PR #694, opened 2024-12-12
torch-loader(example): use persistent workers to reduce test time

skshetry:


examples/get_started/torch-loader.py
```diff
@@ -69,6 +69,7 @@ def forward(self, x):
         ds.to_pytorch(transform=transform),
         batch_size=25,
         num_workers=4,
+        persistent_workers=True,
```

◇ ◇ ◇ ◇

Please report all lines in the entries where "loader" appears.

### Expected answer
torch-loader(example): use persistent workers to reduce test time
examples/get_started/torch-loader.py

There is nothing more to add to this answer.